在工程设计中，通常采用模块化方式制造超大型浮式结构物，将巨大的单体结构分割成多个较小模块，后期通过合适的连接器拼装形成。为了明确多模块超大浮体在波浪作用下的水弹性响应，以两个相邻层合浮体（高刚度面板和低密度芯材）为研究对象，建立波浪作用下铰接层合浮体水弹性响应的高阶势流模型。采用匹配特征函数展开法求解流体运动的速度势，探讨了铰接处弹簧刚度对浮体的反射系数、透射系数、挠度、弯矩和剪力的影响规律。研究结果表明：迎浪侧浮体的存在可以有效降低背浪侧浮体的挠度、弯矩和剪力幅值；与垂直弹簧相比，扭转弹簧刚度的增加可以更加有效抑制铰接层合浮体的水弹性响应；当扭转弹簧刚度大于一定值时，继续增大弹簧刚度对浮体的动力响应不产生影响。

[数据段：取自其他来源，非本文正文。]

PR #1737, opened 2016-02-16
Google maps script fix

Gnito:
- Handle feature_enabled?(:location_search) checks a little bit better on index.haml
- Add scripts only on page level (google.maps should not be handled on partials)

### DIFF
--- a/app/controllers/homepage_controller.rb
+++ b/app/controllers/homepage_controller.rb
@@ -58,7 +58,6 @@ class HomepageController < ApplicationController
 
     shape_name_map = all_shapes.map { |s| [s[:id], s[:name]]}.to_h
 
-
     if request.xhr? # checks if AJAX request
       search_result.on_success { |listings|
         @listings = listings # TODO Remove
--- a/app/controllers/homepage_controller.rb
+++ b/app/controllers/homepage_controller.rb
@@ -51,8 +51,8 @@ class HomepageController < ApplicationController
         raise ArgumentError.new("Unknown view_type #{@view_type}")
       end
 
-    main_search = (feature_enabled?(:location_search) && search_engine == :zappy) ? MarketplaceService::API::Api.configurations.get(community_id: @current_community.id).data[:main_search] : :keyword
-    location_search_in_use = (feature_enabled?(:location_search) && search_engine == :zappy && main_search == :location)
+    main_search = location_search_available ? MarketplaceService::API::Api.configurations.get(community_id: @current_community.id).data[:main_search] : :keyword
+    location_search_in_use = location_search_available && main_search == :location
 
     search_result = find_listings(params, per_page, compact_filter_params, includes.to_set)
 
--- a/app/controllers/homepage_controller.rb
+++ b/app/controllers/homepage_controller.rb
@@ -52,7 +52,7 @@ class HomepageController < ApplicationController
       end
 
     main_search = location_search_available ? MarketplaceService::API::Api.configurations.get(community_id: @current_community.id).data[:main_search] : :keyword
-    location_search_in_use = location_search_available && main_search == :location
+    location_search_in_use = main_search == :location
 
     search_result = find_listings(params, per_page, compact_filter_params, includes.to_set)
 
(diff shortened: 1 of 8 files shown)


app/views/homepage/index.haml
```diff
@@ -124,7 +128,7 @@
           - if @view_type.eql?("grid")
             %div{class: @category_menu_enabled ? "home-fluid-thumbnail-grid-narrow" : "home-fluid-thumbnail-grid-wide"}
               .home-fluid-thumbnail-grid
-                = render :partial => "grid_item", :collection => @listings, :as => :listing, locals:{show_distance: show_distance}
+                = render :partial => "grid_item", :collection => @listings, :as => :listing, locals:{show_distance: location_search_in_use}
```
Gnito: "locals:{" is changed to "locals: {" in another branch which probably goes to master first (so, some conflicts ahead)

app/views/homepage/_location_bar.haml
```diff
@@ -1,7 +1,3 @@
--content_for(:location_search) do
-  - if(feature_enabled?(:location_search) && search_engine == :zappy)
-    = javascript_include_tag "https://maps.google.com/maps/api/js?sensor=true&libraries=places"
```
rap1ds: This is good :+1: Definitely we shouldn't require the map component ad hoc in partials :+1:

app/controllers/homepage_controller.rb
```diff
@@ -51,21 +51,23 @@ def index
         raise ArgumentError.new("Unknown view_type #{@view_type}")
       end
 
-    search_result = find_listings(params, per_page, compact_filter_params, includes.to_set)
+    main_search = (feature_enabled?(:location_search) && search_engine == :zappy) ? MarketplaceService::API::Api.configurations.get(community_id: @current_community.id).data[:main_search] : :keyword
+    location_search_in_use = (feature_enabled?(:location_search) && search_engine == :zappy && main_search == :location)
```
rap1ds: These two lines seem to have a lot of repetition and the logic feels a bit too complicated. Can we figure out a way to make it simpler?

app/controllers/homepage_controller.rb
```diff
@@ -243,8 +247,8 @@ def shapes
     ListingService::API::Api.shapes
   end
 
-  def location_search_params(latlng, search_engine_in_use)
-      if(feature_enabled?(:location_search) && latlng.present? && search_engine_in_use == :zappy)
+  def location_search_params(latlng, search_engine_in_use, main_search)
+      if(feature_enabled?(:location_search) && latlng.present? && search_engine_in_use == :zappy && main_search == :location)
         coordinates = latlng.split(',')
```
rap1ds: Ruby trick:

```
lat, lng = latlng.split(',')
```

app/controllers/homepage_controller.rb
```diff
@@ -243,8 +247,8 @@ def shapes
     ListingService::API::Api.shapes
   end
 
-  def location_search_params(latlng, search_engine_in_use)
-      if(feature_enabled?(:location_search) && latlng.present? && search_engine_in_use == :zappy)
+  def location_search_params(latlng, search_engine_in_use, main_search)
+      if(feature_enabled?(:location_search) && latlng.present? && search_engine_in_use == :zappy && main_search == :location)
```
rap1ds: Maybe we can pass all search parameters to the adapter and let the search engine to decide which once to use?

app/controllers/homepage_controller.rb
```diff
@@ -51,21 +51,21 @@ def index
         raise ArgumentError.new("Unknown view_type #{@view_type}")
       end
 
+    main_search = location_search_available ? MarketplaceService::API::Api.configurations.get(community_id: @current_community.id).data[:main_search] : :keyword
+    location_search_in_use = location_search_available && main_search == :location
```
rap1ds: The `location_search_available` is redundant in this line. The previous line takes that already into account.

rap1ds:
Looks good! Only on minor comment

app/controllers/homepage_controller.rb
Gnito: true :)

Study on the hydroelastic response of articulated floating sandwich structures under wave action

In engineering design, very large floating structures are usually manufactured in a modular way. This method divides a large monolithic structure into smaller modules, which are later assembled with appropriate connectors. In order to clarify the hydroelastic response of very large multi-module floating structures, a high-order potential flow model for the hydroelastic response of very large articulated floating sandwich structures under wave action is established by taking two adjacent sanwich floating structures (surface panels with large stiffness and core material with small density) as research objects. The matched eigenfunction expansion method is used to solve the velocity potential of fluid motion. The effect of spring stiffness on reflection coefficient, transmission coefficient, deflection, bending moment and shear force of floating structures is discussed. The results show that the amplitudes of deflection, bending moment and shear force of the leeside structure can be effectively reduced due to the presence of a seaside floating structure. Compared with the vertical spring, the increase of torsion spring stiffness can restrain the hydroelastic response of articulated floating structures more effectively. When the stiffness of torsion spring is greater than a certain value, further increasing the spring stiffness has no obvious effect on the structural dynamic response.